Records for this task below:

PR #4617, opened 2026-08-24
feat(react-native): add event release mode to the build tooling

ablaszkiewicz:
## Changes

Adds event release mode flag and its propagation to ios/android tooling. Sibling PR in which everything was tested - https://github.com/PostHog/posthog/pull/87660


packages/react-native/src/tooling/expoconfig.ts
```diff
@@ -262,6 +328,15 @@ export function buildDsymUploadShellScript(includeSource = false, skipOnConflict
...
 
+  if (releaseMode === 'event') {
+    lines.push(
+      '# Upload dSYMs without binding them to a release, so each crash resolves its own from the',
+      '# app version and namespace the SDK sends. posthog-ios versions whose upload-symbols.sh does',
+      '# not read this variable ignore it and keep binding the dSYMs.',
+      'export POSTHOG_NO_RELEASE_BIND=1'
+    )
+  }
+
```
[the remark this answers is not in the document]
ablaszkiewicz: Fixed

ablaszkiewicz:
This needs to wait for the new CLI - https://github.com/PostHog/posthog/pull/87660

packages/react-native/tooling/posthog-xcode.sh
```diff
@@ -282,7 +317,7 @@ fi
 
 # Execute posthog cli clone
 set +x +e
-CLI_CLONE_OUTPUT=$("$PH_CLI_PATH" hermes clone --minified-map-path "$SOURCEMAP_PACKAGER_FILE" --composed-map-path "$SOURCEMAP_FILE" "${CLI_RELEASE_ARGS[@]}" 2>&1)
+CLI_CLONE_OUTPUT=$("$PH_CLI_PATH" hermes clone --minified-map-path "$SOURCEMAP_PACKAGER_FILE" --composed-map-path "$SOURCEMAP_FILE" "${CLI_RELEASE_ARGS[@]}" "${POSTHOG_RELEASE_MODE_ARGS[@]}" 2>&1)
```
turnipdabeets: `hermes clone` and `hermes upload` have no `--release-mode` argument in any released posthog-cli — I checked `@posthog/cli@0.15.0` (current `latest`) and `PostHog/posthog@master` (0.15.1, no `release_mode` field in `cli/src/sourcemaps/hermes/{clone,upload}.rs`). That support is still open in PostHog/posthog#87660. Ran this script at 4c95e09 against the real 0.15.0 binary with a stub `react-native-xcode.sh`:

```
POSTHOG_RELEASE_MODE=event      -> exit 2, "error: unexpected argument '--release-mode' found"
POSTHOG_RELEASE_MODE=symbol-set -> exit 1 (credentials only, my sandbox has none)
```

so `releaseMode: 'event'` fails the Xcode build right here at `exit $CLONE_EXIT_CODE`. The tests stay green because `runWrapper`'s stub CLI accepts any argument. I think we need to land #87660 first — or drop `POSTHOG_RELEASE_MODE_ARGS` altogether, since #87660 declares the arg as `env = "POSTHOG_RELEASE_MODE"` and this script already exports that, so the env var alone reaches a new CLI and an old one just ignores it.

packages/react-native/tooling/posthog.gradle
```diff
@@ -97,6 +97,20 @@ plugins.withId('com.android.application') {
...
+                        // uploaded source maps; `event` uploads them release-independent and lets
+                        // each event resolve its own release from the $app_namespace /
+                        // $app_version / $app_build the SDK already sends, which the release
+                        // coordinates below are built from. Passed only outside the default mode,
+                        // so a symbol-set build keeps working against a posthog-cli predating the
+                        // flag.
+                        def posthogReleaseMode = resolvePostHogReleaseMode(project)
+                        def posthogReleaseModeArgs = []
+                        if (posthogReleaseMode != null && posthogReleaseMode != "symbol-set") {
+                            posthogReleaseModeArgs.addAll(["--release-mode", posthogReleaseMode])
```
turnipdabeets: Same cause as the iOS side — `hermes clone`/`hermes upload` don't accept `--release-mode` in any released posthog-cli, and `execOps.exec` sets no `ignoreExitValue`, so an `event` build throws on exit 2. (I confirmed the CLI rejection directly; I didn't run a Gradle build.) I think this can go away too if we lean on the `POSTHOG_RELEASE_MODE` environment already set on both exec blocks below.

.changeset/react-native-event-release-mode.md
```diff
@@ -0,0 +1,5 @@
+---
+'posthog-react-native': minor
+---
+
+Add experimental event release mode to React Native builds. Set `releaseMode: 'event'` on the `posthog-react-native/expo` config plugin (or export `POSTHOG_RELEASE_MODE=event`, or set `posthog.releaseMode=event` in `android/gradle.properties`) and the build uploads its Hermes source maps, iOS dSYMs and Android R8 mappings without binding them to a release. Each exception then resolves its own release from the `$app_namespace` / `$app_version` / `$app_build` the SDK already sends, instead of inheriting the release of the symbols its frames resolved against. Use it when two releases can ship identical JavaScript or identical native code: symbol ids are derived from content, so the default `symbol-set` mode makes both releases report whichever one uploaded first. An unrecognized mode fails the build rather than falling back. Needs posthog-cli 0.15.0 or newer for the Hermes upload.
```
turnipdabeets: [suggestion] "Needs posthog-cli 0.15.0 or newer for the Hermes upload" — 0.15.0 is the current `latest` and rejects `--release-mode` on both `hermes clone` and `hermes upload`. Could we hold this sentence until PostHog/posthog#87660 ships and put the real version in? As written it points people at a version that fails their build.

packages/react-native/src/tooling/expoconfig.ts
```diff
@@ -481,6 +600,29 @@ type PostHogPluginProps = {
...
+   * JavaScript or identical native code: symbol ids are derived from content, so in `symbol-set`
+   * mode both releases report whichever one uploaded first.
+   *
+   * Reaches every upload hook: iOS as `POSTHOG_RELEASE_MODE` in the bundle build phase (plus
+   * `POSTHOG_NO_RELEASE_BIND` in the dSYM phase when `uploadNativeSymbols` is on), Android as a
+   * `posthog.releaseMode` entry in android/gradle.properties.
+   *
+   * Requires posthog-cli >= 0.15.0 for the Hermes upload and >= 0.12.0 for the Android mapping
+   * upload. The dSYM half needs posthog-cli >= 0.10.0 and a posthog-ios whose
+   * `upload-symbols.sh` reads `POSTHOG_NO_RELEASE_BIND`; older ones ignore it and keep binding.
```
turnipdabeets: [suggestion] Two of these floors look off. `proguard upload --release-mode` first works at 0.13.0, not 0.12.0 — 0.12.0 gives "unexpected argument" (checked across clean installs of 0.12.0 / 0.13.0 / 0.14.1 / 0.15.0). And `POSTHOG_NO_RELEASE_BIND` first appears in posthog-ios 3.69.1, which is a lot easier to check against than "a posthog-ios whose `upload-symbols.sh` reads it". The Hermes number needs whatever version ships PostHog/posthog#87660.

packages/react-native/tooling/posthog-xcode.sh
```diff
@@ -33,12 +33,21 @@ print_command_error() {
...
+POSTHOG_RELEASE_MODE_VALUE="${POSTHOG_RELEASE_MODE:-}"
 while [ "$#" -gt 0 ]; do
   case "$1" in
     --posthog-skip-on-conflict)
       POSTHOG_SKIP_ON_CONFLICT_ENABLED=1
       shift
       ;;
+    --posthog-release-mode)
+      POSTHOG_RELEASE_MODE_VALUE="$2"
+      shift 2
```
turnipdabeets: [nit] Nothing the plugin generates passes `--posthog-release-mode` — `buildBundlePhaseExports` only emits `export` lines — so this is an escape hatch for hand-written build phases. With `set -e` on, `shift 2` with no value aborts the wrapper before bundling and prints nothing (`+ shift 2` then `exit=1`). Worth a `[ "$#" -ge 2 ]` guard with a message, or dropping the flag and leaving the env var as the one hatch.

packages/react-native/src/tooling/expoconfig.ts
```diff
@@ -14,6 +14,33 @@ const resolvePostHogReactNativePackageJsonPath =
...
+/**
+ * How the release a build belongs to gets associated with the exceptions it reports.
+ * `symbol-set` stamps the release onto the uploaded source maps, dSYMs and mappings, and an
+ * exception inherits the release of the symbols its frames resolved against. `event` uploads them
+ * release-independent and lets each event resolve its own release from the app version and
+ * namespace the SDK already sends.
+ */
+export type PostHogReleaseMode = 'symbol-set' | 'event'
+
+const POSTHOG_RELEASE_MODES: PostHogReleaseMode[] = ['symbol-set', 'event']
```
turnipdabeets: [suggestion] This list now lives in four places — here, the `case` in `buildDsymUploadShellScript`, `symbol-set|event)` in posthog-xcode.sh, and `["symbol-set", "event"]` in posthog.gradle — and nothing fails when they drift, so a third CLI mode gets rejected at prebuild by whichever copy was missed. `posthog-xcode-parse.spec.ts` already reads the shell source off disk; a test asserting the `.sh` and `.gradle` lists match `POSTHOG_RELEASE_MODES` would be cheap here.

packages/react-native/tooling/posthog-xcode.sh
turnipdabeets, line 367: [question] Assuming this waits for PostHog/posthog#87660, the flag will exist by the time it ships — but we don't pin posthog-cli, we use whatever is on the box. Someone still on 0.15.0 who sets `releaseMode: 'event'` gets `error: unexpected argument '--release-mode' found` and exit 2 right here, with nothing pointing at "upgrade posthog-cli" (ran this script at 4c95e09 against the real 0.15.0 binary to check). Since #87660 declares the arg as `env = "POSTHOG_RELEASE_MODE"` and we already export that above, dropping `POSTHOG_RELEASE_MODE_ARGS` would leave an old CLI quietly on symbol-set instead — or we keep the flag and add a version check with a real message. Which trade do we want?

packages/react-native/tooling/posthog.gradle
turnipdabeets, line 111: [nit] Same trade as the iOS side: `execOps.exec` sets no `ignoreExitValue`, so a user on a posthog-cli predating PostHog/posthog#87660 gets a raw clap error and a failed build here rather than a message telling them to upgrade. Whatever we settle on for the shell script probably wants mirroring here.

.changeset/react-native-event-release-mode.md
turnipdabeets: [suggestion] This will need the version that actually carries the flag once PostHog/posthog#87660 ships — 0.15.0 is today's `latest` and rejects `--release-mode` on both `hermes clone` and `hermes upload`, so as written the release notes point people at a build failure. Worth a TODO on this line so it doesn't go out with 0.15.0 in it.

packages/react-native/src/tooling/expoconfig.ts
turnipdabeets: [suggestion] Two of these floors are off independently of #87660. `proguard upload --release-mode` first works at 0.13.0, not 0.12.0 — 0.12.0 gives "unexpected argument" (checked across clean installs of 0.12.0 / 0.13.0 / 0.14.1 / 0.15.0). And `POSTHOG_NO_RELEASE_BIND` first appears in posthog-ios 3.69.1, which is a lot easier to check against than "a posthog-ios whose `upload-symbols.sh` reads it". The Hermes number will need updating to whatever #87660 ships as.

packages/react-native/tooling/posthog-xcode.sh
turnipdabeets, line 50: [nit] Nothing the plugin generates passes `--posthog-release-mode` — `buildBundlePhaseExports` only emits `export` lines — so this is an escape hatch for hand-written build phases. With `set -e` on, `shift 2` with no value aborts the wrapper before bundling and prints nothing (`+ shift 2` then `exit=1`). Worth a `[ "$#" -ge 2 ]` guard with a message, or dropping the flag and leaving the env var as the one hatch.

packages/react-native/src/tooling/expoconfig.ts
turnipdabeets: [suggestion] This list now lives in four places — here, the `case` in `buildDsymUploadShellScript`, `symbol-set|event)` in posthog-xcode.sh, and `["symbol-set", "event"]` in posthog.gradle — and nothing fails when they drift, so a third CLI mode gets rejected at prebuild by whichever copy was missed. `posthog-xcode-parse.spec.ts` already reads the shell source off disk; a test asserting the `.sh` and `.gradle` lists match `POSTHOG_RELEASE_MODES` would be cheap here.

packages/react-native/tooling/posthog-xcode.sh
ablaszkiewicz: Added a version check

packages/react-native/tooling/posthog.gradle
ablaszkiewicz: Mirrored

.changeset/react-native-event-release-mode.md
ablaszkiewicz: I replaced 0.15.0 with TODO:PLACEHOLDER to be triple sure I don't forget. Will leave this comment unresolved also until I merge that other PR

packages/react-native/src/tooling/expoconfig.ts
ablaszkiewicz: Confirmed both and fixed - you were right

packages/react-native/tooling/posthog-xcode.sh
ablaszkiewicz: Good catch. Reproduced that. Added guard with a message

packages/react-native/src/tooling/expoconfig.ts
ablaszkiewicz: Added a test

packages/react-native/src/tooling/expoconfig.ts
```diff
@@ -296,24 +386,33 @@ function decodePbxShellScript(stored: string): string {
...
+  includeSource = false,
+  skipOnConflict = false,
+  releaseMode?: PostHogReleaseMode
+): void {
   const existing = xcodeProject.pbxItemByComment(POSTHOG_DSYM_BUILD_PHASE_NAME, 'PBXShellScriptBuildPhase')
   if (existing) {
     const generatedVariants = [false, true].flatMap((source) =>
-      [false, true].map((skip) => buildDsymUploadShellScript(source, skip))
+      [false, true].flatMap((skip) =>
+        [undefined, ...POSTHOG_RELEASE_MODES].map((mode) => buildDsymUploadShellScript(source, skip, mode))
```
marandaneto: blocking: Preserve migration support for existing dSYM phases — `generatedVariants` now contains only scripts produced by the new implementation. A project generated by an earlier SDK has the old script without the release-mode block, so it no longer matches and is left unchanged when event mode is enabled; Hermes maps become release-independent while dSYMs remain release-bound. Include the previously generated variants in this ownership check.

packages/react-native/src/tooling/expoconfig.ts
```diff
@@ -405,9 +505,28 @@ export function updateDotenvFileGradleProperties(
...
+  properties: GradlePropertiesItem[],
+  releaseMode?: PostHogReleaseMode
+): GradlePropertiesItem[] {
+  const rest = properties.filter(
+    (item) => !(item.type === 'property' && item.key === POSTHOG_RELEASE_MODE_GRADLE_PROPERTY)
+  )
+  if (!releaseMode) {
+    return rest
+  }
+  rest.push({ type: 'property', key: POSTHOG_RELEASE_MODE_GRADLE_PROPERTY, value: releaseMode })
```
marandaneto, line 578: blocking: Inject a release-mode-aware Android plugin — This writes `posthog.releaseMode`, but the Expo plugin still injects `posthog-android-gradle-plugin` 1.4.0, which ignores this property; support starts in 1.5.0. With native-symbol upload enabled, event mode therefore leaves the R8 mapping release-bound while Hermes maps are unbound.

marandaneto (commented):

packages/react-native/src/tooling/expoconfig.ts
ablaszkiewicz: You were right, thanks. The 4.63 text matched none of the new variants, because every variant now carries the runtime `case` block. Fixed in 2330985844127b2afa2ba53d571fa5a2b47817d3: the generator is split into a shared skeleton plus the release-mode block, and `buildLegacyDsymUploadShellScript` (the skeleton with no block, which is the exact pre-release-mode text) is now part of the ownership list. Added a test that feeds the verbatim 4.63 script and expects it refreshed to event mode.

It did not show up in testing because the example app always prebuilds with `--clean`, so no old phase ever existed.

packages/react-native/src/tooling/expoconfig.ts
ablaszkiewicz: Right, thanks. Testing ran against a locally built plugin, so this did not show up. Fixed in 2330985844127b2afa2ba53d571fa5a2b47817d3: the plugin now injects 1.5.1 (1.5.0 is the first version that reads `posthog.releaseMode`), and the prop docs and changeset state the floor. Also documented that a project whose `android/build.gradle` already carries the classpath line keeps its version, since the injection is skipped when the line exists, so it has to be bumped by hand or with a clean prebuild.

.changeset/react-native-event-release-mode.md
ablaszkiewicz: Bumped!

ablaszkiewicz:
@PostHog/team-client-libraries this is now ready to merge. I've merged that other PR and bumped version here

turnipdabeets (approved):

PR #4618, opened 2026-08-24
fix(react-native): key the release on Info.plist, not the build settings

ablaszkiewicz:
## Problem

An Expo app's release in PostHog does not describe the app that shipped. A build whose app reports version `1.0.0` creates its release as `1.0`.

The SDK reports `$app_version` and `$app_build` from the app's `Info.plist`. `posthog-xcode.sh` passed Xcode's `MARKETING_VERSION` and `CURRENT_PROJECT_VERSION` instead. Those are only the usual source for those plist keys. Expo writes literal versions into `Info.plist` and leaves the build settings at the Xcode template default of `1.0`, so the two disagree.

Seen on a real simulator build of a stock Expo app:

```
Info.plist   CFBundleShortVersionString = 1.0.0    ← what the SDK reports
pbxproj      MARKETING_VERSION          = 1.0      ← what the release was created from
```

The release row landed as `com.posthog.example.rnexpo@1.0+1`.

A bare React Native app writes `$(MARKETING_VERSION)` into its plist instead, so it never diverged and is unaffected.

## Changes

- An iOS build now keys its release on the values in the app's `Info.plist`.
- The build setting stays the fallback, used when the plist holds an unexpanded reference such as `$(MARKETING_VERSION)` or has no value at all.
- The bundle identifier still comes from `PRODUCT_BUNDLE_IDENTIFIER`. `Info.plist` references it rather than repeating it, and the SDK reports the resolved value.

> [!NOTE]
> An existing Expo project on the default release mode will start creating release rows under its real version. Releases already created under the old version are untouched, so expect a new row rather than a changed one.

The test file gains a helper that runs the wrapper against a posthog-cli stub and records its arguments. That helper is new surface, not a change to existing tests.

### Libraries affected

- [ ] All of them
- [ ] posthog-js (web)
- [ ] posthog-node
- [x] posthog-react-native
- [ ] @posthog/react
- [ ] @posthog/ai
- [ ] @posthog/convex
- [ ] @posthog/next
- [ ] @posthog/nextjs-config
- [ ] @posthog/nuxt
- [ ] @posthog/rollup-plugin
- [ ] @posthog/webpack-plugin
- [ ] @posthog/types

End of Records for this task.

[Assignment]
Read the lines above. Gather those in which the string "property" is found.

[Result for this task]
+    (item) => !(item.type === 'property' && item.key === POSTHOG_RELEASE_MODE_GRADLE_PROPERTY)
+  rest.push({ type: 'property', key: POSTHOG_RELEASE_MODE_GRADLE_PROPERTY, value: releaseMode })
marandaneto, line 578: blocking: Inject a release-mode-aware Android plugin — This writes `posthog.releaseMode`, but the Expo plugin still injects `posthog-android-gradle-plugin` 1.4.0, which ignores this property; support starts in 1.5.0. With native-symbol upload enabled, event mode therefore leaves the R8 mapping release-bound while Hermes maps are unbound.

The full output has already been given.